I want you to think about XML for a moment.
Now, I want you to reflect on how similar
<p>A paragraph</p>
and
(p "A paragraph")
really are.
Now, what about:
(div
(p "Some text")
(a (@ (href "http://www.rockalypse.org")))
(p "More text"))
We're basically looking at a list of symbols and strings. The first list (really a tree) begins with the symbol div. The rest of that list contains three more lists.
My goal for you, in this section, is to write a function called parse that takes in an XML expression, and returns a list of all of the URLs that are contained in the document.

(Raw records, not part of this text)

PR #2051, opened 2020-03-16
Add Component interfaces and associated methods

mvladev:

It adds high-level interfaces which can be used by every single component in the Shoot reconciliation to have its life-cycle fully encapsulated, mocked for testing and isolated from other components

Individual components such as `DNSProvider` or `DNSEntry` can implement one of the interfaces `Deployer`, `Waiter` or/and `DeployWaiter`

Fixes #

**Release note**:

```improvement developer
Added high-level interfaces which can be used by different components in the Shoot reconciliation. It allows of life-cycle to be fully encapsulated, mocked for testing and isolation from other components
```


pkg/operation/botanist/component/deploy.go
```diff
@@ -0,0 +1,131 @@
...
+func NoOp() DeployWaiter { return &deploy{} }
+
+type deploy struct {
+	invert bool
+	wait   bool
+	dw     []DeployWaiter
+}
+
+func (d *deploy) Deploy(ctx context.Context) error {
+	if d.invert {
```
rfranzke, line 58: What is the purpose of this? There is already a `Destroy` function - why would I set `invert=true` and call `Deploy` instead of calling `Destroy` directly?

If I look at above functions `OpDestroy`, etc. then I assume that the `Destroy` function of the `Deployer` interface is never called? I'm confused, tbh. Can we get rid of the `invert` field and make it rather explicit what is called?

pkg/operation/botanist/component/deploy.go
```diff
@@ -0,0 +1,131 @@
...
+	for _, dw := range d.dw {
+		if dw == nil {
+			continue
+		}
+
+		if err := dw.Deploy(ctx); err != nil {
+			return err
+		}
+
+		if d.wait {
```
rfranzke: Hm, why is `wait` a "global" setting here? What if I want to wait only for a few dedicated `Deploy` calls while I want to simply run `Deploy` without waiting for the others?

pkg/operation/botanist/component/interfaces.go
```diff
@@ -0,0 +1,41 @@
...
+	// Destroy already deployed component.
+	Destroy(ctx context.Context) error
+}
+
+// Waiter waits for life-cycle operations of a component to finish.
+type Waiter interface {
+	// Wait for deployment to finish and component to report ready.
+	Wait(ctx context.Context) error
+	// WaitCleanup for destruction to finish and component to be fully removed.
+	WaitCleanup(ctx context.Context) error
```
timuthy, line 34: Why do we need a separate `WaitCleanup` function instead of reusing `Wait` for deploy and destroy?

pkg/operation/botanist/component/deploy.go
mvladev: The principle is simple - if a component was installed in reconcilationA then removed in reconcilationB (remove DNS entries, DNSProviders and so), the reconciler has to explicitly know the previous state and call `Destroy` explicitly to cleanup left over resources. With this, you can construct a component based on the actual state you want to have in the system.

Example with some pseudo code - when constructing the botanist you already know the desired state of the `Foo` component - to deploy or to remove. With this the create will simply call `Foo.Deploy()` and this would clean up old resources.

```go

type Botanist struct {
	Foo component.DeployWaiter
}

func NewBotanist() *Botanist {
	b := &Botanist{}
	if fooEnabled {
		b.Foo = NewFoo()
	} else {
		b.Foo = OpDestroy(NewFoo())
	}

	return b
}


// Create step 
_ = g.Add(flow.Task{
		Name:         "Ensure Foo",
		Fn:           flow.TaskFn(botanist.Foo.Deploy)
})
```

pkg/operation/botanist/component/deploy.go
mvladev: This is mainly used to combine some steps which are always combined together - for example, deploy DNSProvider, wait for it to be ready, then deploy DNSEntry, wait for it to be ready:


```go
_ = g.Add(flow.Task{
		Name: "Deploying internal domain DNS record",
		Fn: flow.TaskFn(func(ctx context.Context) error {
				return component.OpWaiter(
						botanist.Shoot.Components.DNS.InternalProvider,
						botanist.Shoot.Components.DNS.InternalEntry,
				).Deploy(ctx)
		}).DoIf(wakeupRequired),
		Dependencies: flow.NewTaskIDs(wakeUpControlPlane),
})
```

pkg/operation/botanist/component/deploy.go
rfranzke: I see... but wouldn't the following be as convenient as above while allowing to remove the `invert` logic?

```golang
type Botanist struct {}

func NewBotanist() *Botanist {
	b := &Botanist{}

	var ensureFooTask flow.TaskFn
	if fooEnabled {
		ensureFooTask = flow.TaskFn(NewFoo().Deploy)
	} else {
		ensureFooTask = flow.TaskFn(NewFoo().Destroy)
	}

	return b
}


// Create step 
_ = g.Add(flow.Task{
		Name:         "Ensure Foo",
		Fn:           ensureFooTask,
})
```

pkg/operation/botanist/component/deploy.go
rfranzke: Sure, there are use-cases where this perfectly fits. I was more looking at the `Deploy` function from a general point of view. As it is now I would not be able to use it if I only want to wait for some `Deploy` steps and not for others. Wouldn't it make sense to at least allow the possibility to specify the wait behaviour per `DeployWaiter` interface in the list (optionally, default is "always wait")?

mvladev: > Sure, there are use-cases where this perfectly fits. I was more looking at the Deploy function from a general point of view. As it is now I would not be able to use it if I only want to wait for some Deploy steps and not for others. 

This is why I've separated the life-cycle operations into 4 steps `Deploy`, `Wait`, `Destroy`, `WaitCleanup`. With the helper functions `OpDestroy`, `OpDestroyAndWait`, `OpWaiter` you can combine different steps - `Deploy + Wait` and multiple `DeployWaiter` into various combinations without the need for modifying the underlying component implementation.

pkg/operation/botanist/component/interfaces.go
mvladev: Mainly because it would force each component into implement some internal logic for keeping the state of which operation it should call. What would happen if `Deploy` is called and then `Destroy`. `Wait` would either have to use some mutex sync to keep state of the last operation and possibly block.

pkg/operation/botanist/component/deploy.go
rfranzke: OK, I see. Thanks 👍

pkg/operation/botanist/component/deploy.go
mvladev: I also tried playing with this, but the problem with this approach is that in some cases a component have to be deployed, then removed (deploying kube-apiserver for example when deleting).

rfranzke: Hm, can you elaborate more why this does not work, maybe again with pseudo-code (in comparison to how it work with the current approach)?

mvladev: I've renamed the field to `deleteOnly` to make more clear.

rfranzke (approved):

timuthy (approved):

PR #2059, opened 2020-03-17
fix containerd config generation & mtu service

### LINKED ISSUE #2058: Containerd config error
**What happened**:
Currently the OperatingSystemConfig original generated by the Gardener contains a bug when using containerd.
The systemd drop -in file is malformed.
[This is the code in question](https://github.com/gardener/gardener/blob/ed24799c78bebc1d5d66c5ee542e0da03f9b1cc8/charts/seed-operatingsystemconfig/original/templates/containerd/_containerd.service#L1):  

**Result**
- containerd is being executed without the default config file
  - this will become a problem when introducing the ContainerRuntimes because these are being configured in the containerd config file
- the mtu-customizer.service is not being created
- the containerd.service is in error state because it cannot load/ malconfigured a drop-in file
- the update-ca-certs.service failed due to dependency on docker.service. Docker.service cannot be restarted due to containerd.service error.

A default containerd config file should be generated.

1. enable CRI for the shoot & use an ubuntu image
2. Make sure to use an update ubuntu-os extension containing the containerd changes
3. reconcile shoot
4. get the OperatingSystemConfig secret containing the original config
5. Observe that the mtu-customizer.service is malformed
image

6. Get a shell to the node  
7.  execute `systemctl list-units --type=service | grep mtu-customizer` 
Observe that there is no mtu-customizer service running

8. execute ` ls etc/containerd`
Observe that there is no config.yaml for containerd.

9. execute `systemctl status containerd.service`
Observe that it is in an error state due to a drop-in file.

**Environment**:

- Gardener version: (current master)
1.17.3
AWS
- Others:
Ubuntu machine image

danielfoehrKn:
Introduces a new systemd service that generates the containerd config file.
The containerd.service  is being configured to use this config file.

Fixes #2058 

**Release note**:

```improvement operator
NONE
```


danielfoehrKn:
@nimrodoron I have changed the the systemd units to ensure that the containerd config file is being created before the execution of the containerd.service. PTAL

charts/seed-operatingsystemconfig/original/templates/osc.yaml
```diff
@@ -38,14 +38,15 @@ spec:
...
-{{ include "containerd-service" . | indent 2 }}
+{{ include "containerd-config-generator" . | indent 2 }}
 {{- end }}
 {{- end }}
   files:
 {{ include "root-certs" . | indent 2 }}
 {{- if .Values.worker.cri }}
 {{- if eq .Values.worker.cri.name .Values.osc.cri.containerdName }}
 {{ include "init-containerd-config-script" . | indent 2 }}
+{{ include "containerd-require-config-generator" . | indent 2 }}
```
rfranzke:
```suggestion
{{- if .Values.worker.cri }}
{{- if eq .Values.worker.cri.name .Values.osc.cri.containerdName }}
{{ include "containerd-require-config-generator" . | indent 2 }}
{{- end }}
{{- end }}
```

charts/seed-operatingsystemconfig/original/templates/containerd/containerd-config-generator.service
```diff
@@ -0,0 +1,15 @@
...
+    [Unit]
+    Description=Containerd config generator
+    [Install]
+    WantedBy=multi-user.target
+    [Service]
+    Type=oneshot
+    RemainAfterExit=yes
+    ExecStart=/opt/bin/init-containerd
+{{- end -}}
+
```
rfranzke:
```suggestion
```

charts/seed-operatingsystemconfig/original/templates/containerd/_containerd.service
```diff
@@ -1,10 +0,0 @@
-{{- define "containerd-service" -}}
-- name: containerd.service
-  command: restart
-  enable: true
-  dropIns:
```
rfranzke, line 5: @nimrodoron does the whole containerd instrumentation still work now? I guess the service was named `containerd.service` on purpose and designed as drop-in?

rfranzke (changes requested):

charts/seed-operatingsystemconfig/original/templates/containerd/_containerd.service
nimrodoron: First ContainerD was started with the default configurations of the image and later on it was restarted after the configurations has changed.
There is also important order of startup of ContainerD and Docker, After this change it should be checked that both of them are running ok. 
Finally the ContainerD is running with the default config.toml so there is not problem with Container Runtimes and also docker restarted successfully.

nimrodoron: By the way, For Ubuntu, the default configuration is similar to the generated config.toml.
The socket path is not changed (Like in CoreOS or SuSe) So the ContainerD works well before and after the restart. Also ContainerD starting well also if the config file is not there with default configurations.

rfranzke: Does it mean you are OK with this change?

nimrodoron: Well, for Ubuntu at the moment it seems ok if it works. But At the end of the initialization ContainerD & Docker worked fine, we both checked, and ContainerD did use the config.toml.
Are you sure there is a bug after the initialization is finished?

For CoreOS and SuSe where the config.toml changing the socket path and docker should be restart after the ContainerD with the new configurations so i'm not sure if this will work well, but currently we didn't push them because of other reasons...

charts/seed-operatingsystemconfig/original/templates/osc.yaml
danielfoehrKn: Why would that be required? We already have that check in place?

charts/seed-operatingsystemconfig/original/templates/containerd/_containerd.service
danielfoehrKn: I am not quite sure if I understand what you mean here. 
The changes introduced in this PR make sure that
- the config file is generated
- introduces a dependency from the containerd.service to the config-generator.service. That means on each cloud-config update, the generator service will be restarted to generate the config file and then the dependent containerd.service will be restarted as well. 
I think that is the same thing you aimed just realized in a different way
. 
Problem was, that there was a configuration error of the drop-in file for the containerd.service so that the mtu-customizer service was actually placed inside the 10-pre-xxx.conf file & not the desired content.
I introduced another service to have a separation between the generation of the config file and the containerd execution that is logically dependent on it. 

Regarding the socket path change on CoreOS and Suse: the socket path is configured in the config toml as you mentioned. The generator service, consequently also the containerd service should be restarted when the cloud-config changes (by the cloud-config execution script).  Also the PartOf dependecy makes sure that the generation of the config file is complete before containerd is restarted, so that it is configured with the new socket path.


Let me know if that makes sense and of course please test it. Also check that without the PR there are several units in an erroneous state.

nimrodoron: Ok, sounds pretty much similar. 

Regarding the details in the bug:
I didn't check the mtu-customizer but:
8. execute ls etc/containerd
Observe that there is no config.yaml for containerd.

9. execute systemctl status containerd.service
Observe that it is in an error state due to a drop-in file.

From my checks it worked ok the file created and containerd service worked well.
If containerd didn't work the Kubelet should have fail as well and the machine won't join the cluster, which did happen.

danielfoehrKn: The erroneous drop-in file nor the absence of the config file prevent the containerd process from starting. From the kubelets perspective the containerd socket was reachable and usable under its default socket path.

The problems will arise when configuring the non-existing config.toml with ContainerRuntimes

nimrodoron: If containerd service is down the socket is not reachable and Kubelet can't work.

I have just created a cluster with Ubuntu.
config.toml was created successfully.
containerd.service status is running successfully.

`containerd.service - containerd container runtime
   Loaded: loaded (/lib/systemd/system/containerd.service; enabled; vendor preset: enabled)
  Drop-In: /etc/systemd/system/containerd.service.d
           └─10-exec-start-pre-init-config.conf, 11-exec_config.conf
   Active: active (running) since Wed 2020-03-18 10:32:22 UTC; 1h 27min ago
     Docs: https://containerd.io
  Process: 5323 ExecStartPre=/opt/bin/init-containerd (code=exited, status=0/SUCCESS)
  Process: 5321 ExecStartPre=/sbin/modprobe overlay (code=exited, status=0/SUCCESS)
 Main PID: 5392 (containerd)
    Tasks: 417
   CGroup: /system.slice/containerd.service
           ├─ 5392 /usr/bin/containerd --config=/etc/containerd/config.toml`

I don't find mtu-customizer service as you mentioned.

I don't mind if you apply this change if it solving the mtu-customizer, i don't know this service.

nimrodoron: Ok, talking with @rfranzke i understood the bug is on AWS. I checked on GCP where everything was fine. I will check the fix on GCP.

danielfoehrKn: ok makes sense. Apparently the mtu-customizer service is only added on AWS, thats why it has not been observed on GCP. Thanks for checking

nimrodoron: Ok I checked your change in GCP as well, Works. great :)

nimrodoron (dismissed):

charts/seed-operatingsystemconfig/original/templates/containerd/containerd-config-generator.service
zanetworker: this just calls the contanerd init, maybe a better name `containerd-initializer.service`?

rfranzke (dismissed):

charts/seed-operatingsystemconfig/original/templates/containerd/containerd-require-config-generator.yaml
```diff
@@ -0,0 +1,12 @@
...
+- path: /etc/systemd/system/containerd.service.d/10-require-config-generator.conf
+  permissions: 0644
+  content:
+    inline:
+      encoding: ""
+      data: |
+        [Unit]
+        After=containerd-config-generator.service
+        Requires=containerd-config-generator.service
+        PartOf=containerd-config-generator.service
```
zanetworker: do your really need all three `After,Requires,PartOf` here?

charts/seed-operatingsystemconfig/original/templates/containerd/containerd-config-generator.service
```diff
@@ -0,0 +1,15 @@
...
+  enable: true
+  content: |
+    [Unit]
+    Description=Containerd config generator
+    [Install]
+    WantedBy=multi-user.target
+    [Service]
+    Type=oneshot
+    RemainAfterExit=yes
+    ExecStart=/opt/bin/init-containerd
```
zanetworker: This just calls `/opt/bin/init-containerd` maybe a better name would be `containerd-initializer.service`?

danielfoehrKn: Thanks for the suggestion, though I think containerd-config-generator.service is more precise at the moment as it really just starts the config generation. 
If there would be more initialization going on I would agree.
Would that be fine with you @zanetworker ?

charts/seed-operatingsystemconfig/original/templates/containerd/containerd-require-config-generator.yaml
danielfoehrKn: After is required for the timely ordering. So that the generator with type=oneshot completes before the containerd.service is started/restarted.

PartOf is needed so that the containerd service is restarted when the generator service is (also stopped but it is a type=oneshot service so its not relevant). 

Requires is needed so that the generator service is started when the containerd service is started.  Also instead of 'Wants' as this lets the containerd.service fail if the config generation.service failed to start. 

This is my current understanding. During my tests that worked, however I might be missing something here.  Would appreciate a verification.

charts/seed-operatingsystemconfig/original/templates/containerd/containerd-config-generator.service
zanetworker: I am fine, it was just a suggestion based on the fact that context of the script is not clear  from the binary executed, but again fine by me :)

charts/seed-operatingsystemconfig/original/templates/containerd/containerd-require-config-generator.yaml
zanetworker: Again a suggestion to avoid redundancy (having a script executed twice), based on my understanding `Requires` includes all cases but `PartOf` is only about starting and stopping, but I could be wrong.

charts/seed-operatingsystemconfig/original/templates/containerd/containerd-config-generator.service
danielfoehrKn: I changed my mind, I ll rename it as you suggested. There might be more changes included here in the future that goes beyond generating the config file.

charts/seed-operatingsystemconfig/original/templates/containerd/containerd-require-config-generator.yaml
danielfoehrKn: I tested it and based on that PartOf can be removed. Thanks!

danielfoehrKn:
PTAL - incorporated changes by @zanetworker

rfranzke (approved):

zanetworker (approved):
/lgtm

You'll know these, because those will be the second element of a list starting with the symbol href.
;; CONTRACT ;; parse :: SXML -> (list-of string) ;; PURPOSE ;; Takes an SXML document representing the RSS feed from a weblog, ;; and returns all the URLs referenced in all of the posts in the blog.
My solution was 13 lines of code, and one cond statement. You have all the tools to do this—I didn't do anything particularly fancy. (UPDATE: When I say my solution was 13 lines of code, I do not mean it would pass a code walk. Upon reflection, my solution is the shortest, ugliest solution you can write. A more readable solution will be a bit longer, and as a result, it would be clearer and more maintainable.)
- Write a function called flatten. It should consume a list of lists and symbols, and return a "flat" list of symbols. For example, if I give you (a (b c) d (e f)), you should give me (a b c d e f). Take a look at the Scheme function append. Otherwise, this (roughly) follows the template for lists. (Don't forget that you can find out if something is a list by asking list?).
- We will parse weblog RSS feeds. This awesome video explains RSS feeds:
- Write a function called parse. It should take an SXML expression (sexp) and wander all the way down and through the tree, looking for description nodes. In short, you are uninterested in the actual content of all nodes save description nodes.
description nodes will get handled specially, because they contain a string containing yet more XML!
- Once you find a description node, you need to apply the function cleanup to the string you find there, and keep parsing it. cleanup converts the string full of XML into another SXML tree that your function will enjoy chewing up.
- You're on the lookout for href nodes. When you find one, return the URL found there.
- Pass the results of parse to flatten, and you should end up with a nice, neat list.
I've provided a template file that will get you started. By get you started, I mean "I've written some tests for you and everything."